━━━━━ INFORMATION SHOWN ━━━━━

PR #1606, opened 2023-03-21
Print all reasonable tag hints instead of only the first

davidscn:
## Main changes of this PR

Prints all tag hints instead of only the first.

Which turns something like this:

```bash
ERROR: The configuration contains an unknown tag <basis-function:compact-polynomial-c3>. Did you mean <basis-function:compact-polynomial-c0>?
```
 into 

```bash
ERROR: The configuration contains an unknown tag <basis-function:compact-polynomial-c3>. Did you mean <basis-function:compact-polynomial-c0>,<basis-function:compact-polynomial-c2>,<basis-function:compact-polynomial-c4>,<basis-function:compact-polynomial-c6>?
```

I don't like the first version, because it looks as if we only have the `c0` function, but we have more (better) ones.

## Reviewers' checklist

### DIFF
--- a/src/xml/ConfigParser.cpp
+++ b/src/xml/ConfigParser.cpp
@@ -221,7 +221,10 @@ void ConfigParser::connectTags(const ConfigurationContext &context, std::vector<
 
       auto matches = utils::computeMatches(expectedName, names);
       if (matches.front().distance < 3) {
-        PRECICE_ERROR("The configuration contains an unknown tag <{}>. Did you mean <{}>?", expectedName, matches.front().name);
+        matches.erase(std::remove_if(matches.begin(), matches.end(), [](auto &m) { return m.distance > 2; }), matches.end());
+        std::vector<std::string> stringMatches;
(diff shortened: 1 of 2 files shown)


fsimonis:
The actual bug here is that in case of an obvious typo (edit distance < 3), the current method only suggests a single option, even if there are multiple options under the threshold.

Question: Do we want to suggest all options under the threshold, or only suggest the options sharing the lowest edit distance?

Example let's consider that we also have a `rbf-compact-polynomial-c99`:
* all under threshold: `rbf-compact-polynomial-c0 rbf-compact-polynomial-c2 rbf-compact-polynomial-c4 rbf-compact-polynomial-c6 rbf-compact-polynomial-c99`
* all with lowest threshold (of 1): `rbf-compact-polynomial-c0 rbf-compact-polynomial-c2 rbf-compact-polynomial-c4 rbf-compact-polynomial-c6`

fsimonis:
Thinking about this, it may actually be a better idea to be slightly verbose instead of being too brief.

fsimonis (approved):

━━━━━

> **WHAT IS BEING ASKED**
Retype every entry above, word for word.

> **TASK RESULT**
PR #1606, opened 2023-03-21
Print all reasonable tag hints instead of only the first

davidscn:
## Main changes of this PR

Prints all tag hints instead of only the first.

Which turns something like this:

```bash
ERROR: The configuration contains an unknown tag <basis-function:compact-polynomial-c3>. Did you mean <basis-function:compact-polynomial-c0>?
```
 into 

```bash
ERROR: The configuration contains an unknown tag <basis-function:compact-polynomial-c3>. Did you mean <basis-function:compact-polynomial-c0>,<basis-function:compact-polynomial-c2>,<basis-function:compact-polynomial-c4>,<basis-function:compact-polynomial-c6>?
```

I don't like the first version, because it looks as if we only have the `c0` function, but we have more (better) ones.

## Reviewers' checklist

### DIFF
--- a/src/xml/ConfigParser.cpp
+++ b/src/xml/ConfigParser.cpp
@@ -221,7 +221,10 @@ void ConfigParser::connectTags(const ConfigurationContext &context, std::vector<
 
       auto matches = utils::computeMatches(expectedName, names);
       if (matches.front().distance < 3) {
-        PRECICE_ERROR("The configuration contains an unknown tag <{}>. Did you mean <{}>?", expectedName, matches.front().name);
+        matches.erase(std::remove_if(matches.begin(), matches.end(), [](auto &m) { return m.distance > 2; }), matches.end());
+        std::vector<std::string> stringMatches;
(diff shortened: 1 of 2 files shown)


fsimonis:
The actual bug here is that in case of an obvious typo (edit distance < 3), the current method only suggests a single option, even if there are multiple options under the threshold.

Question: Do we want to suggest all options under the threshold, or only suggest the options sharing the lowest edit distance?

Example let's consider that we also have a `rbf-compact-polynomial-c99`:
* all under threshold: `rbf-compact-polynomial-c0 rbf-compact-polynomial-c2 rbf-compact-polynomial-c4 rbf-compact-polynomial-c6 rbf-compact-polynomial-c99`
* all with lowest threshold (of 1): `rbf-compact-polynomial-c0 rbf-compact-polynomial-c2 rbf-compact-polynomial-c4 rbf-compact-polynomial-c6`

fsimonis:
Thinking about this, it may actually be a better idea to be slightly verbose instead of being too brief.

fsimonis (approved):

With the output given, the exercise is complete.